Input —

PR #5394, opened 2021-05-24
Smart Answer Flow integration test approach mini-RFC

kevindew:
As per: https://github.com/alphagov/smart-answers/issues/5350 we have started work to form a proposal on an integration testing approach for Smart Answer Flows that is able to exercise their ERB files. The purpose of this quick RFC is to get early feedback and input on the approach to help work towards a relatively quick consensus of how to move forward. Please provide feedback by May 28th.

Desirable properties of these tests are:

- Fast to run
- Assertions at view level to prove their execution
- Method to achieve full (or at least very high) coverage of flow files
- Easy to understand (well relatively, given how hard Smart Answers can be to understand)
- Relatively low on tedium to write and repetition to read (ideally length of test flow file is within 2x the flow file length)
- Be consistent between flows

An early thing we learnt is that testing the flows through controller execution (either via Rack, Chrome or Rails request testing) is an order of magnitude slower than exercising the flow directly. A basic comparison is 50 times slower (`Finished in 0.199304s, 55.1921 runs/s` Rails request tests vs `Finished in 9.626176s, 1.2466 runs/s` comparable flow specific integration tests).

The code associated with this PR offers example implementations of the testing approach applied to existing Smart Answers. - with some variance in syntax. We've taken the approach of writing tests without needing them, or their helper code, to actually execute. This is an experiment in writing the code we want to be reading. We want to then test this approach on a subsection of Smart Answers to see where the warts/annoyances lie - suggestions of quirky scenarios to consider are very welcome.

## How to feedback

This is a relatively early stage proposal that we're opening to feedback to help validate our initial direction. Please try keep to all comments actionable so we can avoid this piece of work stalling. 

Things we're wondering are:

1. Is this node based testing approach a goer? Please don't consider assertion syntax as part of your feelings towards this.
2. What parts of the syntax suggestions seem idiomatic and usable? What parts could be improved - please provide suggestions for how they can be improved.
3. Any suggestions to improve testing terminology in contexts / should? We've struggled a bit to find the right verb to describe the transition between nodes.
4. Any thoughts on whether we routinely check the copy from a view in basic scenarios? (I'm slowly veering towards just establishing that the copy isn't empty with ability to check text which would be used to exercise view logic as it'd be very [tedious to assert some](https://github.com/alphagov/smart-answers/blob/a1f1a6ef84077a8ba67b8af45c620d295eaa296d/lib/smart_answer_flows/uk-benefits-abroad.rb#L688-L760))
4. Are we missing any common patterns that should be tested?
5. Any particular flows you recommend to try this out with? (we've purposely not considered the stranger ones of marriage abroad and maternity-paternity-calculator yet to not skew this towards the unconventional)

## Feedback wanted: Node based approach

The approach we are experimenting with breaks up a test of a Smart Answer Flow into its constituent nodes i.e for every node there is a context block for it and this context block should exhaustively cover the possibilities of that node. These tests exercise the integration between a flow, calculator and ERB files. Lower level concerns (controllers, app views) should be exercised separately.

We think this is an improved way to test a flow because it breaks it down into manageable parts. The existing approach to testing a flow seems to be based on journeys through the entire flow - as there can be many permutations of a journey it's very hard to know if or where logic can be tested (this approach can lead to flows of [significant context depths](https://github.com/alphagov/smart-answers/blob/a1f1a6ef84077a8ba67b8af45c620d295eaa296d/test/integration/smart_answer_flows/uk_benefits_abroad_test.rb#L2394-L2457))

## Input wanted: Syntax for setup and assertions

Flow tests share a lot of commonality in what they assert and on, thus we've been experimenting with how the assertions we write can be both brief yet understandable, while also maintaining conventions of the [shoulda gem](https://github.com/thoughtbot/shoulda#overview). We've put together drafts of our assertion ideas below, all of which may come out differently once the realities of implementation are applied. For example, we've been experimented with adding our own Shoulda matchers (`should our_matcher(arg)`), without knowing the process of creating these but imagining that if they were hard to do we could instead have methods of `should_our_matcher(arg)`.

We have struggled on the right way to phrase terminology in these and would welcome suggestions.

### Testing a start page

```ruby
  context "start page" do
    should see_start_page.with_title("Calculate holiday entitlement")
  end
```

We're suggesting a custom matcher see_start_page - that asserts the title is what we expect. Some alternative approaches could be

more verbose alternative:

```ruby
should "have a start page" do
  assert_equal "Calculate holiday entitlement", start_page_title
end
```

or using render as a key term instead of see:
```ruby
should render_start_page.with(title: "Calculate holiday entitlement")
```

implicitly checks that start page has anything for a title not necessarily this Smart Answer
```ruby
should render_start_page
```

### Basic question

For a question with nothing quirky we probably only need to test that it renders ok and can go to other destinations:

```ruby
context "question :question_name?" do
  setup do
    # set-up pre-requisite data to view this node
    response = { earlier_question?: "value" }
  end
  
  should see_question(:question_name?).with_title("Question title")
  
  should accept_answer("answer 1").with_next_node(:next_question?)
  should accept_answer("answer 2").with_next_node(:outcome)
end
```

More verbose alternative is:

```ruby
context "question :question_name?" do
  setup do
    response = { earlier_question?: "value" }
  end
  
  should "render the question" do
    assert_equal :question_name?, node_name
    assert_equal "Question title", question_title
  end

  should "continue to next question when given answer 1" do
    add_response "answer 1"
    assert_equal :next_question?, node_name
  end
  
  should "continue to outcome when given answer 2" do
    add_response "answer 2"
    assert_equal :next_question?, node_name
  end
end
```

or a different syntactical approach:

```ruby
context "question :question_name?" do
  setup do
    set_responses { earlier_question?: "value" }
  end
  
  should render_question(:question_name?) # just implicitly check it has a title that isn't empty
  should have_next_node(:next_question?).on_response("answer 1")
  
  # other ideas
  should reach_question(:next_question?).on_response("answer 1")
  should reach_outcome(:my_outcome).on_response("answer 1")
end
```

### Complex next steps

There can, of course, be more complex scenarios for the next steps of a Smart Answer that can't be neatly summarised with a one line. These can be approached with regular context and should blocks. For example:

```ruby
context "question :calculation period?" do
  # ...
  context "when the answer is full-year" do
    setup do
      add_response "full-year"
    end

    should "take people with irregular hours to the :irregular_and_annualised_done outcome" do
      responses[:basis_of_calculation?] = "irregular-hours"
      assert_equal :irregular_and_annualised_done, next_node_name
    end

    # ...
   end
 end
```

Some alternative syntax options could be:

```ruby
# set current response with a << operator for consistency with other responses operations
responses << "full-year"

# more explanatory way to replace existing responses
replace_responses { basis_of_calculation?: "irregular-hours" }

# asserting more specifically on a node
assert_next_node :irregular_and_annualised_done

# asserting specifically that we've reached an outcome (which could implicitly or explicitly test rendering if we wished)
assert_reached_outcome :irregular_and_annualised_done
```

### Input Validation

There's various minor validations in Smart Answer flows that should be tested. The basic proposal is to do these mostly with context blocks and perhaps using a custom assertion for repetitive ones.

```ruby
context "when given an invalid day of the week" do
  should_not accept_answer(0)
  should_not accept_answer(8)
end

should_not_accept_a_response_before(responses[:what_is_your_starting_date?])
```

Some alternative ideas:

```ruby

should "validate input is a day of the week" do
  assert_valid_response 1
  assert_invalid_response 0
  assert_invalid_response 8
end

```

### Outcomes

Outcomes are a bit tricky to decide what to do testing wise as they have such a low footprint the flow file and often they can have logicless views. 

Our initial approach is to assert each of them rendered a particular part of the view:

```ruby
  context "outcome :irregular_and_annualised_done" do
    setup do
      responses = {
        basis_of_calculation?: "annualised-hours",
        calculation_period?: "full-year",
      }
    end

    should see_outcome(:irregular_and_annualised_done).with_text("The statutory holiday entitlement is 5.6 weeks holiday.")
  end
```

I'm pondering if this type of testing is only really appropriate for views with logic in them as their ability to render any outcome can be asserted at a question level by checking that a response leads to an outcome and that outcome has some text. 

Testing outcomes could then be reserved for the checking of particular view aspects. For example:

```ruby
  context "outcome :results" do
    setup do
      responses = { question_1?: "answer 1", question_2?: "answer 2" }
    end

    context "when question_1? was answered with 'blah'" do
       setup { replace_responses question_1?: "blah" }
       should "have blah section" do
          assert_matches /blah/, outcome_body
       end
    end
  end
```

## Next

Once we've collated feedback and completed discussions on this we'll consider how to prototype a Smart Answer fully with a feedback informed approach. Thanks in advance for any comments.


leenagupte (commented):
## Node based approach

I really like the idea of Node based tests as it allows you to see all of the responses that bring you to a particular point in the flow. I'd expect that adding all of the responses needed to each test would make the test file quite long, but as the tests as assertions won't be nested, I'm not concerned about that.

I am concerned that testing for specific copy in the tests will make it harder for content designers to make updates to content, as they'll run the risk of breaking tests and more developer intervention will be required. I like the idea of testing that a particular partial is called and that it contains some content. I think the only exception to this should be in the partials that contain conditional logic. For example, in the `uk_benefits_abroad` we probably want to include tests for "bermuda", "mauritius", "canada" and an other country [1].

As for which flows to test this out on, I think at one of each type? i.e. url (traditional), session and query-string. I would however add "benefit cap calculator" to the "gnarly" list as some of the questions are asked in a loop and could be tricky to test.

## Syntax
As I mentioned before, I have concerns about explicitly testing the content, so I think my preferred option for the start page is to just assert that it has been rendered, i.e. `should render_start_page`.

I think for the basic questions, the "verbose" alternative is the clearest. I think terminology like "accept_answer" makes it feel like it's testing validations, and I'm not sure if we should do that in these tests. Should they just test the happy path? 

For the complex next steps, is it possible to continue to use the `add_response` syntax rather than adding the responses to a list?
e.g.

```
should "take people with irregular hours to the :irregular_and_annualised_done outcome" do
  add_response "irregular-hours" 	
  assert_equal :irregular_and_annualised_done, next_node_name
end
```

I'm not sure if assigning responses to a key will work for traditional smart-answer and do wonder if a separate approach is needed for session and querystring smart-answers. I don't know if it's possible to change how the responses are stored in the tests without changing how they're stored in the smart-answers. Is there a story/PR to store the answers to traditional path-bases smartanswers in a Hash? I think until I understand what's possible, I can't give an opinion on this approach to testing questions.


[1]: https://github.com/alphagov/smart-answers/blob/a1f1a6ef84077a8ba67b8af45c620d295eaa296d/lib/smart_answer_flows/uk-benefits-abroad/outcomes/bb_going_abroad_ss_outcome.erb

kevindew:
One thing I've just found is that there are flow unit tests defined here: https://github.com/alphagov/smart-answers/tree/main/test/unit/smart_answer_flows they seem very incomplete compared to the integration tests so I'd suggest as part of this work we remove those to only have the integration tests (similar to how we would for controller tests)

theseanything:
Thanks everyone who worked on putting this together! Tried to organise my comments inline with the different sections you’ve asked for feedback on.  

## Node based approach

I think this is getting us closer to writing more comprehensive tests. What would be good is to define exactly what parts of the codebase we’d be testing? E.g. “next_node blocks”, “on_response_blocks”, “validation” blocks. That’d make easier to understand if we are missing coverage on any code defined as part of the flow.  

If we’ve got a clear idea of what parts of the codebase we are testing, I wonder if we could aim to have these closer to unit tests? (Because we want them to be cheap and comprehensive). At the moment, the examples feel like they’re in-between integration and unit tests in terms of what code they cover. Which makes it difficult to understand how you’d write them. How do we decide what assertions we should have per “context block”?

The other benefit about framing these as unit tests is it’d push us to have a well defined API for flow/node definitions.

For example:
If we say we a “question node” can have the following defined for it: 	- next_node
	- validate
	- on_response
	- title
	- body
	- etc etc

It easy to understand we just need to write unit tests for those blocks.

```ruby
context "question: nation" do
  context "when response is england" do
    setup do
      response = { nation: "england" }
    end
      
    context "#on_response" do
      it "should set the calculator attribute" do
        assert_equal state.calculator.nation, "england"
      end
    end

    context "#next_node" do
      it "should return next node as results" do
          assert_equal :results, next_node
      end

    context “#title" do
      it "should return the title" do
          assert_equal "Which nation do you live in?", node.title
      end
    end
  end
end
```

(This is just verbose testing syntax for the sake of explaining what I mean - but could make it more concise)

> We think this is an improved way to test a flow because it breaks it down into manageable parts. The existing approach to testing a flow seems to be based on journeys through the entire flow - as there can be many permutations of a journey it's very hard to know if or where logic can be tested (this approach can lead to flows of significant context depths)

Agree, we need a cheap way to test lots of cases. 

## Syntax

Not too much to say. I like the concise nature of the shoulda matchers. As I mentioned above I'm concerned about understanding how exactly to write tests for different nodes and what assertions I should be including.

## Testing copy
I’d recommend to keep the initial scope of this work manageable, would be to ignore checking exactly what the copy is. Maybe just the presence is enough for now and would trigger the erb file to render at least. 


Sorry if I’ve missed anything - thought I’d try and leave some feedback before Friday.

ChrisBAshton:
I really like the proposal - nice one for putting this together 👏 

I agree with the comments above that particular bits of copy should not be present in the test, as it makes it harder to make content changes and is also somewhat arbitrary (which bits of copy to use, and how much of it).

As for syntax, I'd lean towards the terse, given the sheer amount of logical paths to be tested (the test files in the PR are already dauntingly long). I quite liked your example snippet here (NB, I've removed the question title copy, as suggested above):

```ruby
context "question :question_name?" do
  setup do
    # set-up pre-requisite data to view this node
    response = { earlier_question?: "value" }
  end
  
  should see_question(:question_name?)
  
  should accept_answer("answer 1").with_next_node(:next_question?)
  should accept_answer("answer 2").with_next_node(:outcome)
end
```

I think we could make more use of custom DSL to remove some redundancy. For example, the `should see_question(:question_name?)` is already implied in the `context`, and is kind of confusing as a `should` call, as it seems to be asserting that our test setup works as expected, rather than testing the node itself. I think something like this could work better:

```ruby
node :question_name? do
  set_previous_responses {
    earlier_question?: "value"
  }

  has_answer("answer 1").leading_to_next_question(:next_question?)
  has_answer("answer 2").leading_to_outcome(:outcome)
end
```

You've identified a gap in our testing, which is that some outcomes have conditional logic that should be tested. In these cases, testing copy seems the way forward (as suggested by others above). With our custom DSL, that might look something like this:

```ruby
node :outcome do
  context "happy path" do
    set_previous_responses {
      question_1?: "answer 1",
      question_2?: "answer 2",
    }

    assert_no_matches /special case/, outcome_body
  end

  context "with a particular answer" do
    set_previous_responses {
      question_1?: "answer 1",
      question_2?: "something special",
    }

    assert_matches /special case/, outcome_body
  end
end
```

This could be DRY'd up with a `replace_responses question_2?: "something special"` as you've proposed, depending on how many responses are needed to render the outcome, and therefore how much duplication there would be. But if a particular answer has no bearing on the outcome copy (e.g. `question_1?` in this case), I'd be inclined to omit it, in which case there'd be no duplication.

In summary: ✅ for node-based testing, with a couple of suggestions for how we might want to write the tests.

Rosa-Fox:
The node based approach is good due to it not being too difficult to follow. It is also the only option that has met the performance criteria so far. 

I agree with not testing for specific text, unless the text is rendered conditionally. 

In terms of which flows to test out on, a mixture of complexity seems good. People that have worked more on this could choose more complex flows and others could choose more basic flows to see how easy the approach is to adopt. Then they could also try a more complex flow. 

I think this syntax is easier to read for testing the start page: 

`should render_start_page.with(title: "Calculate holiday entitlement")` 

For the basic question syntax I prefer the more verbose option, even though it will be more time consuming to write, because ultimately it will be less overwhelming to read. If it caused the tests to run slower, that could be a reason to use another option, in which case I prefer the first example `(should see_question(:question_name?).with_title("Question title")`. 

For the complex_next_steps I like this assertion: 
`assert_next_node :irregular_and_annualised_done` as opposed to `assert_equal :irregular_and_annualised_done, next_node_name` but think that is still fine.
 
I think `should_not accept_answer(0)` works ok, at first glance I was a bit confused as I thought the number related to a question number in the flow, but the context does explain it... so I think that was more a problem with me than it lol.

> “I'm pondering if this type of testing is only really appropriate for views with logic in them as their ability to render any outcome can be asserted at a question level by checking that a response leads to an outcome and that outcome has some text.”

Is it enough to just check a couple of journeys or do we need to have all possible journeys covered? I suppose just having an outcome test for views with logic could be a good compromise, though I imagine this is still a lot.

kevindew:
Thank you everyone for the feedback, lots of great points raised and super useful to get all the perspectives. 🎉 

The main consensus seems to be that the node based approach sounds good and that there isn't a driver to always be testing view copy (presence of some is enough) - indeed there are concerns about the overhead of work maintaining view test copy could be.

I'll try respond to specific areas of feedback, I'm very happy to chat verbally with anyone further too.

kevindew:
@leenagupte 

> I think terminology like "accept_answer" makes it feel like it's testing validations, and I'm not sure if we should do that in these tests. Should they just test the happy path?

They should test off the happy path, as we don't intend for there to be any other tests. Currently there is test/integration/smart_answer_flows and test/unit/smart_answer_flows where, in theory, integration could be entirely happy path and unit off. However in practice there's very low use of those unit tests, and it'd be a total pain to test it all twice.

> I'm not sure if assigning responses to a key will work for traditional smart-answer and do wonder if a separate approach is needed for session and querystring smart-answers. I don't know if it's possible to change how the responses are stored in the tests without changing how they're stored in the smart-answers. Is there a story/PR to store the answers to traditional path-bases smartanswers in a Hash? I think until I understand what's possible, I can't give an opinion on this approach to testing questions.

This should be possible when https://github.com/alphagov/smart-answers/pull/5337 is merged. That abstracts the state handling to be distinct from the flow presentation.

At a push I can't imagine it'd be too big a deal to have different handling for traditional and response store flows. I think the main casualty would be readability as you have to try grok which answer in a collection refers to which question.

> As for which flows to test this out on, I think at one of each type? i.e. url (traditional), session and query-string. I would however add "benefit cap calculator" to the "gnarly" list as some of the questions are asked in a loop and could be tricky to test.

Thanks - that sounds a good suggestion. Hopefully we can soon be at a point where we don't need to worry about their type for testing. I didn't know benefit cap calculator had a loop that sounds interesting 😬 .

kevindew:
@theseanything

>  I think this is getting us closer to writing more comprehensive tests. What would be good is to define exactly what parts of the codebase we’d be testing? E.g. “next_node blocks”, “on_response_blocks”, “validation” blocks. That’d make easier to understand if we are missing coverage on any code defined as part of the flow.

I like the idea of context blocks for `next_node` and `validation` blocks and have applied them (see https://github.com/alphagov/smart-answers/pull/5394/commits/0bd83f0f4dfa81f20862b54fc7272f5d92f2039d). I'm not convinced `on_response` is essential given the calculator assignments should be implicitly tested, so would see it as something optional for scenarios where logic is involved.

> At the moment, the examples feel like they’re in-between integration and unit tests in terms of what code they cover. Which makes it difficult to understand how you’d write them. How do we decide what assertions we should have per “context block”?

It's a good point that they are in-between unit and integration tests. I think they have to fulfil both roles really - in a very similar manner to how a Rails controller is tested -  as having two levels of tests would be repetitive and tedious, and hasn't worked for the existing thing.

I think your suggestion about blocks helps make it clearer about the sections to test. I'd propose `next_node` and `validations` are the essential aspects to test (given they're user visible) with others being circumstantial. So that keeps these with a slightly higher emphasis on integration test than unit.

One thing this does raise is where these tests should they live while fulfilling both functions. I'm considering that it'd be better to have the flow in a directory test/flows outside of the test/integration and test/unit - and with that move the flows to app/flows since they seem an odd thing for lib as they are. But I'll step away from that if it's a divisive path.

kevindew:
@ChrisBAshton 

> I think we could make more use of custom DSL to remove some redundancy.

Those are some nice ideas about a custom DSL, thanks for sharing them. I'm a bit concerned about how that would stretch the learning curve for these tests so I'm inclined to not venture beyond the shoulda matchers. The nice thing about staying relatively safe is that it's always easy to break out into basic testing for odder scenarios.

> For example, the should see_question(:question_name?) is already implied in the context

I think it reads better as `render_question(:question_name?)` to assert that given the responses you see a question page. However I do think you raise an interesting point about whether checking seeing/rendering is necessary or not. I've had a bit of a think and considered `assert_next_node` could do a lot of the lifting (and it's kind of necessary to avoid some very https://github.com/alphagov/smart-answers/blob/a1f1a6ef84077a8ba67b8af45c620d295eaa296d/lib/smart_answer_flows/uk-benefits-abroad.rb#L688-L760) but I think it's best to verify individual questions render still. Without that, everything becomes a bit confusing to understand as you need to consider questions from a different context block.

kevindew:
@Rosa-Fox 

> For the basic question syntax I prefer the more verbose option, even though it will be more time consuming to write, because ultimately it will be less overwhelming to read. If it caused the tests to run slower, that could be a reason to use another option, in which case I prefer the first example (should see_question(:question_name?).with_title("Question title").

I had a go at writing a demo one with verbose syntax and it was seemed rather tedious and heavy on reading repetition. I think the key thing is to get a syntax that reads like a text description. I found myself writing `should "have a next node of :question_name? for a response of 'answer'"` a lot so felt that `should have_next_node(:question_name?).for_response("answer")` was a good way to more succinctly convey the same meaning. Does that work for you?

> I think should_not accept_answer(0) works ok, at first glance I was a bit confused as I thought the number related to a question number in the flow, but the context does explain it... so I think that was more a problem with me than it lol.

I wasn't super happy with that looking again. and have tried the more traditional:

```
      should "be invalid for a day of the week above 7" do
        add_response "0"
        assert_current_node_is_error
      end
```

since we probably have to describe them anyway.

For functions handling the same validation I thought       `should_reject_a_response_*` was maybe a nicer way than `should_not_accept_answer`.

> Is it enough to just check a couple of journeys or do we need to have all possible journeys covered? I suppose just having an outcome test for views with logic could be a good compromise, though I imagine this is still a lot.

It's probably best to think of it in terms of code paths rather than journeys. There could be thousands of journeys through a flow, but every question maybe only has a handful of code paths. So I'd suggest the aim is to explore all the code paths - just so we've got the basic assurance that a minor syntax error won't take out a Smart Answer. I think we only need to explore them modestly though, given the low amounts of logic and the relatively high probability that they'll be tweaked by non-devs.

kevindew:
As an update I spent yesterday afternoon prototyping whether and how this would actually work; I put together two Smart Answers in the flow: https://github.com/alphagov/smart-answers/commit/87cb4eb74729138b4c308fec1f240e782650e4e0

Notes I recorded from this experiment were:

Some learnings from putting together this work:

> It's quite easy to accidentally get a question name wrong. I've found it was useful to have something that verifies a question is valid before setting them.
> 
> It's frustrating when you're trying to test something but the set-up questions fails (for example you've missed a required response). I've found it beneficial to have error checks prior to assertions to confirm the expected state - to support this we specify the node under test in the setup.
> 
> It can be quite powerful to have rich assertion functions that check state while doing the assertions. This seems to lead to relatively easy to debug code (because of very specific errors) but they could prove a little magical. I think they should be ok just for the sheer amount of repetition across Smart Answers.
> 
> The shoulda matchers were pretty easy to put together and nice to write, however they have a pain point that they're hard to run in isolation when they fail (as they don't have a proper line number) so I gradually shied away from them and will look at removing them in the next iteration.
> 
> It's confusing having concepts of current and next for a flow state as they only have one set of responses - what is current in one instance is next in another. This is an pre-existing challenge and I couldn't think of how to resolve it without massive duplications so it seems like something to live with.

I thought I'd share as I know Leena in particular was knowing how it'd work and it represents a few changes. I realise though that the WIP nature makes this proposal a little tricky to follow so I'll try wrap that aspect up soon and eventually create an ADR that's more explicit.

Any feedback on the implementation is welcome.

GDSNewt:
Really cool stuff Kevin!

Feedback regarding the node based approach has already been articulated well, broadly speaking i'm in agreement with Leena and Rosa. I'll also echo what they said with regards not testing for specific text in the tests when possible.

Syntax wise, I prefer the conciseness that the shoulda matchers offer. The verbose may be more informative, but I find them much less readable. I'd also echo Chris' point that a more verbose approach makes the code intimidatingly long at times.

kevindew:
@leenagupte @theseanything @ChrisBAshton @Rosa-Fox @GDSNewt

Thank you for your feedback ⭐ . I'm now closing this PR to supersede it with https://github.com/alphagov/smart-answers/pull/5440 (to try make this proposal not super confusing) and it'd be great for you to look over that and feedback as appropriate.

Directions for this task — From the first line of the records above down to the line containing "## How to feedback", repeat each line exactly as written. Include both of those lines and add nothing.

Your solution —
PR #5394, opened 2021-05-24
Smart Answer Flow integration test approach mini-RFC

kevindew:
As per: https://github.com/alphagov/smart-answers/issues/5350 we have started work to form a proposal on an integration testing approach for Smart Answer Flows that is able to exercise their ERB files. The purpose of this quick RFC is to get early feedback and input on the approach to help work towards a relatively quick consensus of how to move forward. Please provide feedback by May 28th.

Desirable properties of these tests are:

- Fast to run
- Assertions at view level to prove their execution
- Method to achieve full (or at least very high) coverage of flow files
- Easy to understand (well relatively, given how hard Smart Answers can be to understand)
- Relatively low on tedium to write and repetition to read (ideally length of test flow file is within 2x the flow file length)
- Be consistent between flows

An early thing we learnt is that testing the flows through controller execution (either via Rack, Chrome or Rails request testing) is an order of magnitude slower than exercising the flow directly. A basic comparison is 50 times slower (`Finished in 0.199304s, 55.1921 runs/s` Rails request tests vs `Finished in 9.626176s, 1.2466 runs/s` comparable flow specific integration tests).

The code associated with this PR offers example implementations of the testing approach applied to existing Smart Answers. - with some variance in syntax. We've taken the approach of writing tests without needing them, or their helper code, to actually execute. This is an experiment in writing the code we want to be reading. We want to then test this approach on a subsection of Smart Answers to see where the warts/annoyances lie - suggestions of quirky scenarios to consider are very welcome.

## How to feedback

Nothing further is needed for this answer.